- **What you need to do**: Filter the data for "issues" and copy matching lines.

----------

PR #1787, opened 2023-03-10
ESSNTL(4056): Adds checks against edge cases for last seen filter

adonispuente:
To test new updates check for the following:

When selecting last seen filter, if you refresh, filter persist

- Make sure you can copy/past the link with the filter present (this is true for all except custom, custom should populate the range picker)
- Make sure Start Date cant be larger than End Date
- Make sure End date cant be smaller than start Date
- End date and start date both cannot go past Todays date
-Should be able to delete both values manually
Filter should not break ever. I believe this PR should catch all edge cases

### DIFF
--- a/src/components/InventoryTable/EntityTableToolbar.js
+++ b/src/components/InventoryTable/EntityTableToolbar.js
@@ -328,7 +328,11 @@ const EntityTableToolbar = ({
         [OS_CHIP]: (deleted) => setOsFilterValue(xor(osFilterValue, deleted.chips.map(({ value }) => value))),
         [RHCD_FILTER_KEY]: (deleted) => setRhcdFilterValue(onDeleteFilter(deleted, rhcdFilterValue)),
         [LAST_SEEN_CHIP]: (deleted) =>
-        {setLastSeenFilterValue(onDeleteFilter(deleted, [lastSeenFilterValue.mark])), setStartDate(), setEndDate();},
+        {
+            setLastSeenFilterValue(onDeleteFilter(deleted, [lastSeenFilterValue.mark])),
+            setStartDate(),
+            setEndDate();
+        },
         [UPDATE_METHOD_KEY]: (deleted) => setUpdateMethodValue(onDeleteFilter(deleted, updateMethodValue)),
         [HOST_GROUP_CHIP]: (deleted) => setHostGroupValue(onDeleteFilter(deleted, hostGroupValue))
     };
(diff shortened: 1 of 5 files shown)


computercamplove:
@adonispuente 

i see still something went wrong because when one of date is invalid you are able to apply another right date and request will be sent because invalid date store old right value:
1. start date apply 2023-03-01 - request sent
2. apply end date 2023-03-09 - request sent
3.  start date apply invalid date "invalid" - no request
4. apply end date 2023-03-10 - request sent
5. end date 2023-02-28 - request sent -> Something went wrong

i think when we have one of the dates is invalid and we apply another correct date - we shouldn't send the request because one of the dates is invalid OR we shouldn't be able to select an end date earlier than the start date of the correct value (when it's invalid)

adonispuente:
I believe I've addressed that edge case with the new commit @computercamplove ! Thanks for taking a look

computercamplove:
1. you fixed case when start date invalid, but not for invalid end date

> (same thing can be reproduced with steps but with end date invalid)
2. when i apply start date, then end date - end date doesn't sent in api request. if i change start date api request sent with previous end date, but not with changed start date
3. if i remove text from input should new api request with updated start and end dated be sent? if i remove text from input it's still stores this information - for example if i apply 2 dates, then remove text input from start date and update end date - api request will store deleted start date and new end date

computercamplove:
@adonispuente verified - bugs are fixed, only left when we remove both text from inputs

computercamplove:
verified manually , seems good

adonispuente:
Rebased branch

src/components/InventoryTable/EntityTableToolbar.js
```diff
@@ -326,7 +327,8 @@ const EntityTableToolbar = ({
         ),
         [OS_CHIP]: (deleted) => setOsFilterValue(xor(osFilterValue, deleted.chips.map(({ value }) => value))),
         [RHCD_FILTER_KEY]: (deleted) => setRhcdFilterValue(onDeleteFilter(deleted, rhcdFilterValue)),
-        [LAST_SEEN_CHIP]: (deleted) => setLastSeenFilterValue(onDeleteFilter(deleted, [lastSeenFilterValue.mark])),
+        [LAST_SEEN_CHIP]: (deleted) =>
+        {setLastSeenFilterValue(onDeleteFilter(deleted, [lastSeenFilterValue.mark])), setStartDate(), setEndDate();},
```
gkarat, line 331: nit-pick: this somewhat looks weird :-D Can't we rewrite it to the clearer:

```suggestion
        {
          setLastSeenFilterValue(onDeleteFilter(deleted, [lastSeenFilterValue.mark]));
          setStartDate();
          setEndDate();
        },
```

gkarat (approved):
It seems that when the user select the custom date range, "start" and "end" dates are not propagated to URL. Thus, if I want to copy the link and open it, there will be a chip "Custom" but without dates selected previously => all systems are shown.

but! codewise looks good to me, and all the features listed in the description work for me while running locally 👍🏼

adonispuente:
@gkarat Thanks for taking a look. I've made the small nit-pick change. As for the filter dates, that wasnt originally part of the MVP but I do see its use in the future. Theres a few other high prio things to do but afterwards that can be implemented.

PR #1790, opened 2023-03-13
feat(ESSNTL-3727): Display group systems

gkarat:
Implements: https://issues.redhat.com/browse/ESSNTL-3727.
Mocked at: https://www.sketch.com/s/c19f555b-7887-4423-b55d-575c8dd1dfb7/a/52E5bap.

This makes the group details page (/groups/%id) show the systems list if there is at least one host associated with that group. The table component imports `InventoryTable`.

- The table adds extra "Update methods" column. It is non-sortable yet due to the missing back end implementation by this key.
- The export feature is low-prioritized and was asked to be implemented later after main features ready.
- The actions (add/remove systems) will be added in a separate PR.
- Bulk select has only two options (select none and select page). I'll add the "select all" option later since I want to improve `SELECT_ENTITY` action and will track these changes in a separate PR.
- The component tests are almost identical to GroupsTable.cy.js.

## How to test

1. Run `npm run mock-server` and `npm run test:mock` in separate terminals.
2. Navigate to https://stage.foo.redhat.com:1337/insights/inventory/groups/foobar.
3. If the table is not showing and the empty state is rendered, this means mock API server generated `host_ids` as an empty array. Refresh again until the response contain non-empty `host_ids`.
4. Once the table is loaded, all the visible features (sorting, filtering, pagination, bulk selection) should work. Correctness is not guaranteed due to the randomness of the mock server (but nothing should crash).

## Screenshots

image


gkarat:
I will remove the draft label once I have tests implemented (gonna push the last commit soon).

Fewwy (approved):
I tested it locally twice. The only thing that hasn't worked for me is the System Update Method filter. Otherwise LGTM

PR #1793, opened 2023-03-14
chore: Mock GET groups related requests

gkarat:
This serves as a temporary solution for the missing GET endpoints implementation on the API level. This will allow QEs to open the views and find required components selectors.


Fewwy (approved):
LGTM

PR #1797, opened 2023-03-20
chore: Don't use extra span tag to render tab text

gkarat:
This makes the tabs headers on the Group details page not to render extra `span` tag inside `button`. This was caused by using unnecessary `TabTitleText` component.

### DIFF
--- a/config/setupTests.js
+++ b/config/setupTests.js
@@ -15,6 +15,34 @@ jest.mock('react-router-dom', () => ({
     })
 }));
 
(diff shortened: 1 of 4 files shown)


gkarat:
cc: @computercamplove

computercamplove:
verified on local env, lgtm!

bastilian (approved):
LGTM! Thank you @gkarat!

computercamplove:
@gkarat to merge we need to wait for resolved akamai issue?

PR #1798, opened 2023-03-20
feat(ESSNTL-3728): Enable multiple hosts addition to group

gkarat:
Implements https://issues.redhat.com/browse/ESSNTL-3728.
Mocked at https://www.sketch.com/s/c19f555b-7887-4423-b55d-575c8dd1dfb7/a/8yK3wl3.

This gives functionality to "Add systems" button in the empty state and also on the top of group systems table (/groups/%id view). The user is given the list of systems and chooses which to add to the current group. If one of the selected systems is already in a group, then the user is additionally prompted for confirmation.

## How to test

Be able to reproduce user flows from the mocks. Check the API requests are called and contain the required data about systems and groups.

## Screenshots

(the columns order has changed since https://github.com/RedHatInsights/insights-inventory-frontend/pull/1798/commits/d147b0641931510a3c52d29c196a9255a1db5ee7)

image

image

image

### DIFF
--- a/src/components/InventoryGroups/Modals/AddSystemsToGroupModal.cy.js
+++ b/src/components/InventoryGroups/Modals/AddSystemsToGroupModal.cy.js
@@ -1,0 +1,49 @@
+import { mount } from '@cypress/react';
+import FlagProvider from '@unleash/proxy-client-react';
+import React from 'react';
+import { Provider } from 'react-redux';
+import { MemoryRouter } from 'react-router-dom';
+import {
+    featureFlagsInterceptors,
+    groupsInterceptors,
+    hostsInterceptors,
+    systemProfileInterceptors
+} from '../../../../cypress/support/interceptors';
+import { unleashDummyConfig } from '../../../../cypress/support/utils';
+import { getStore } from '../../../store';
+import AddSystemsToGroupModal from './AddSystemsToGroupModal';
+
+before(() => {
+    cy.window().then(
+        (window) =>
+            (window.insights = {
+                chrome: {
+                    isProd: false,
+                    auth: {
+                        getUser: () => {
+                            return Promise.resolve({});
+                        }
+                    }
+                }
+            })
+    );
+});
+
+describe('AddSystemsToGroupModal', () => {
+    it('renders', () => {
+        hostsInterceptors.successful();
+        featureFlagsInterceptors.successful();
+        systemProfileInterceptors['operating system, successful empty']();
+        groupsInterceptors['successful with some items']();
+
+        mount(
+            <FlagProvider config={unleashDummyConfig}>
+                <Provider store={getStore()}>
+                    <MemoryRouter>
+                        <AddSystemsToGroupModal isModalOpen={true} />
+                    </MemoryRouter>
+                </Provider>
+            </FlagProvider>
+        );
+    });
+});
--- a/src/components/InventoryGroups/Modals/AddSystemsToGroupModal.cy.js
+++ b/src/components/InventoryGroups/Modals/AddSystemsToGroupModal.cy.js
@@ -1,17 +1,30 @@
 import { mount } from '@cypress/react';
+import {
+    checkTableHeaders,
+    MODAL,
+    ouiaId,
+    TABLE
+} from '@redhat-cloud-services/frontend-components-utilities';
 import FlagProvider from '@unleash/proxy-client-react';
+import _ from 'lodash';
 import React from 'react';
 import { Provider } from 'react-redux';
 import { MemoryRouter } from 'react-router-dom';
 import {
-    featureFlagsInterceptors,
-    groupsInterceptors,
-    hostsInterceptors,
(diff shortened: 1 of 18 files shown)


src/components/InventoryGroups/Modals/AddSystemsToGroupModal.js
```diff
@@ -0,0 +1,208 @@
...
+import { addHostsToGroupById } from '../utils/api';
+import apiWithToast from '../utils/apiWithToast';
+import ConfirmSystemsAddModal from './ConfirmSystemsAddModal';
+
+export const prepareColumns = (initialColumns) => {
+    // hides the "groups" column
+    const columns = initialColumns;
+
+    // additionally insert the "update methods" column
+    columns.splice(columns.length - 2 /* must be the 3rd col from the end */, 0, {
```
mkholjuraev, line 25: Isn't it better to filter out the column instead of removing it with the splice method? Because, this can easily get affected if there is another new column added

src/components/InventoryGroups/Modals/AddSystemsToGroupModal.js
```diff
@@ -0,0 +1,208 @@
...
+                    variant="large" // required to accomodate the systems table
+                >
+                    <InventoryTable
+                        columns={prepareColumns}
+                        variant={TableVariant.compact} // TODO: this doesn't affect the table variant
+                        tableProps={{
+                            isStickyHeader: false,
+                            canSelectAll: false
+                        }}
+                        bulkSelect={{
```
mkholjuraev, line 172: How about creating a shared bulkSelect config builder? I have seen really similar config passed to multiple components, having a it shared would benefit a lot.

mkholjuraev (commented):
Codewise looks neat. Just minor suggestions.

src/components/InventoryGroups/Modals/AddSystemsToGroupModal.js
gkarat: @mkholjuraev, hm, I am not removing any columns here from the default set. The only thing which this func is doing is inserting the "Update methods" column as the 3d from the end. This shouldn't be broken if new columns are added (although if the default columns number will be decreased to 3 or less then yeah there will be a problem 😄 but it's the least probable)

gkarat: well, the comment above the line 22 is misleading, it was copy-pasted from another code. I'll remove it

src/components/InventoryGroups/Modals/AddSystemsToGroupModal.js
gkarat: good idea! done in the last commit

src/components/InventoryGroups/Modals/AddSystemsToGroupModal.cy.js
```diff
@@ -0,0 +1,152 @@
...
+    hostsInterceptors
+} from '../../../../cypress/support/interceptors';
+import {
+    selectRowN,
+    unleashDummyConfig
+} from '../../../../cypress/support/utils';
+import { getStore } from '../../../store';
+import AddSystemsToGroupModal from './AddSystemsToGroupModal';
+
+const TABLE_HEADERS = ['Name', 'Group', 'Tags', 'Update methods', 'OS', 'Last seen'];
```
Fewwy, line 26: Update method, not methods
image

Fewwy:
Are you sure that the column order is correct?
This is what I see running your pr locally
image

This is sketch
image

Fewwy:
If I select systems on the single group page/group details page and click the button "Add systems" should the selection be saved when the modal window opens?
Currently, it is not saving the selection.
image

image

Fewwy:
Operating system filter looks squashed :) 
image

Fewwy:
I select the full page of items 
image
I open the second page and I already see some items selected
image

When I select the full page again it shows me that I selected 99 items, not 100( the range of incorrectly selected items could be different)
image

Fewwy:
Filter by update method doesn't work (but I think we already encountered this bug before)
image

image

computercamplove:
> Operating system filter looks squashed :)
it might be caused by https://issues.redhat.com/browse/ESSNTL-2639
>  update method doesn't work 
https://issues.redhat.com/browse/RHIF-169
https://issues.redhat.com/browse/ESSNTL-4561

gkarat:
@Fewwy, regarding https://github.com/RedHatInsights/insights-inventory-frontend/pull/1798#issuecomment-1488492910: it's strange but I cannot reproduce it. Tried your scenario, and I see the selections are correct when traversing thru pages/changing perPage parameter.

gkarat:
@Fewwy, regarding https://github.com/RedHatInsights/insights-inventory-frontend/pull/1798#issuecomment-1488485954: no, the first view shows systems that are already in this group.

Fewwy (approved):

PR #1802, opened 2023-03-22
fix: Fix the CI error related to lastSeen filter

gkarat:
This adds a fallback value for lastSeenFilter object which appears to be undefined or null in some CI tests.


adonispuente (approved):
Good catch, LGTM!

PR #1800, opened 2023-03-21
fix(RHCLOUD-24793): Show ROS tab is azure or aws cloud provider

karelhala:
### Description

ROS team brought to our attention that their tab is always hidden on inventory detail. This happend because of recent inventory refactoring and we forgot to move certain part of the code. This PR re-enables it and also removes unused part of redux code which was used in the past to calculate the visibility.

### Regression

https://github.com/RedHatInsights/insights-inventory-frontend/pull/1435

PR #1811, opened 2023-03-28
[master-stable] fix(RHCLOUD-24793): Show ROS tab is azure or aws cloud provider (#1800)

karelhala:
* fix(RHCLOUD-24793): Show ROS tab is azure or aws cloud provider

* Enable ros only for AWS


mkholjuraev:
@karelhala if you do not mind, I am merging this as the fix is needed ASAP.

PR #1820, opened 2023-03-31
fix(ESSNTL-3727): Fix minor issues for groups/%id view

gkarat:
This addresses bugs found in https://issues.redhat.com/browse/ESSNTL-3727.

## How to test:

1. Go to /groups/%any_id view.
2. Check the Tags filter is present and works as expected.
3. Try to select the current page and go to another. The checkbox should not be filled because the second page is not selected.
4. Try to click on any system from the list and check that you are navigated to the host details page.


Fewwy (approved):
LGTM

PR #1823, opened 2023-04-03
fix(ESSNTL-3727): Hide Group filter

gkarat:
Fixes https://issues.redhat.com/browse/ESSNTL-3727.

Hides the Group filter on the group systems view (/groups/%id).


Fewwy (approved):
LGTM

PR #1824, opened 2023-04-03
fix(ESSNTL-3728): Fix links, show missing tags filter

gkarat:
Fixes https://issues.redhat.com/browse/ESSNTL-3728.

This goes over minor bugs in the systems table that are present in the hosts addition modal.


Fewwy (approved):
LGTM

PR #1014, opened 2015-11-16
added binary messages

daef:
websockets provide binary message type

to transfer large datasets json/base64 is not always a favourable solution.

this lets a shiny app register a custom handler in js and receive an arraybuffer, filled with a raw vector sent via session$sendBinaryMessage

an example app using this: http://github.com/daef/shinyThree


jcheng5:
I like the concept, but implementing it this way means that binary messages can only be used for a single purpose per app (since there is no way to tag these messages with a "type"). Perhaps binary messages could have a format like:

1. 4-byte little endian integer indicating the length of the type in bytes
2. n bytes (from 1.) containing UTF-8 encoded characters representing the type
3. The rest of the message is the payload

Or if we wanted to go further, maybe it'd even make sense to implement protobuf.js support :)

daef:
if you've read my implementation carefully you'll have noticed that one can stop propagating the message via 'return true' in the handler. (the caller will break it's loop early)

i think it's a common thing that one has one *big* dataset on a shiny app, i wanted to be able to handle the big blob myself - for obvious performance reasons. shiny doesn't provide anything into this direction so far, even thou i've found a handfull of ppl asking for similar things.

tagging with type and parsing those every time, simply as developer convenience feature, should be easily possible, but defies the purpose in my case.

daef:
updated so one can tag binary messages now.
sample repo got updated too.

daef:
what else are you missing?

PR #1025, opened 2015-12-07
Fixes #1003: correctly parse source code that can be represented with native encoding

### LINKED ISSUE #1003: file encoding issue in Windows related to ui.R and server.R
Hi, accoring to [shiny-article-unicode](http://shiny.rstudio.com/articles/unicode.html),

>For the sake of consistency and portability, Shiny requires the character encoding of all its components to be UTF-8, which include ui.R, server.R, global.R, DESCRIPTION, and/or README.md. 

However, in the latest dev version, those files seem to be encoded in native to function well (or the non ASCII character would be shown as a mess). I think it might related to one of your recent commit, since I regularly update my shiny version with the dev version.

#### ui.R
```r
library(shiny)
tagList(
  p("Chinese: 中文")
)
```

#### server.R
```r
function(input, output) {
  
}
```

### session info
```
> sessionInfo()
R version 3.2.2 (2015-08-14)
Platform: i386-w64-mingw32/i386 (32-bit)
Running under: Windows 7 x64 (build 7601) Service Pack 1

locale:
[1] LC_COLLATE=Chinese (Simplified)_People's Republic of China.936 
[2] LC_CTYPE=Chinese (Simplified)_People's Republic of China.936   
[3] LC_MONETARY=Chinese (Simplified)_People's Republic of China.936
[4] LC_NUMERIC=C                                                   
[5] LC_TIME=Chinese (Simplified)_People's Republic of China.936    

attached base packages:
[1] stats     graphics  grDevices utils     datasets 
[6] methods   base     

other attached packages:
[1] shiny_0.12.2.9005

 [1] R6_2.1.1         htmltools_0.2.9  tools_3.2.2     
 [4] rstudioapi_0.3.1 Rcpp_0.12.1      jsonlite_0.9.17 
 [7] digest_0.6.8     xtable_1.8-0     httpuv_1.3.3    
[10] mime_0.4 
```

yihui:
This is an improvement after the PR #968. When I was working on #968, I bumped into a weird issue: `parse(file, encoding = 'UTF-8')` would not work in certain case when the `file` was really encoded in UTF-8. This is probably a bug of `parse()`, and I provided a workaround in this PR by writing the source code to a temporary file with the native encoding, and parsing the temp file instead. I have tested it on my Windows machine with both English and Chinese locales for several apps with UTF8 characters.

### DIFF
--- a/R/utils.R
+++ b/R/utils.R
@@ -1073,14 +1073,14 @@ sourceUTF8 <- function(file, envir = globalenv()) {
   enc <- if (any(Encoding(lines) == 'UTF-8')) 'UTF-8' else 'unknown'
   src <- srcfilecopy(file, lines, isFile = TRUE)  # source reference info
   # oddly, parse(file) does not work when file contains multibyte chars that
-  # **can** be encoded natively on Windows (might be a bug in base R); we fall
-  # back to parse(text) in this case
-  exprs <- tryCatch(
-    parse(file, keep.source = FALSE, srcfile = src, encoding = enc),
-    error = function(e) {
-      parse(text = lines, keep.source = FALSE, srcfile = src, encoding = enc)
-    }
-  )
+  # **can** be encoded natively on Windows (might be a bug in base R); we
+  # rewrite the source code in a natively encoded temp file and parse it in this
+  # case (the source reference is still pointed to the original file, though)
+  if (isWindows() && enc == 'unknown') {
+    file <- tempfile(); on.exit(unlink(file), add = TRUE)
+    writeLines(lines, file)
+  }
+  exprs <- parse(file, keep.source = FALSE, srcfile = src, encoding = enc)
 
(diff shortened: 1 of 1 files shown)


jcheng5:
With this change, what happens to characters in the UTF-8 encoded file that are not representable in the system encoding?

yihui:
This PR does not affect that case. For a file containing UTF8 characters that are not representable in the system encoding, `parse(file, encoding = 'UTF-8')` works. This PR only addresses the case in which the UTF8 characters are representable in the system encoding.

jcheng5:
Before you do any future locale work, it'd be great if you could put together some tests (even if they can only be run, manually, under Windows, with certain locales, etc.). At this point it's impossible for anyone but you to work in this area of the code without a very high chance of introducing a regression. Thanks.

yihui:
Sure. I do have some tests on my machine that I had to manually run every time. I'll put them together tomorrow.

----------

- **Response to the task**:
Implements: https://issues.redhat.com/browse/ESSNTL-3727.
Implements https://issues.redhat.com/browse/ESSNTL-3728.
it might be caused by https://issues.redhat.com/browse/ESSNTL-2639
https://issues.redhat.com/browse/RHIF-169
https://issues.redhat.com/browse/ESSNTL-4561
fix(ESSNTL-3727): Fix minor issues for groups/%id view
This addresses bugs found in https://issues.redhat.com/browse/ESSNTL-3727.
Fixes https://issues.redhat.com/browse/ESSNTL-3727.
Fixes https://issues.redhat.com/browse/ESSNTL-3728.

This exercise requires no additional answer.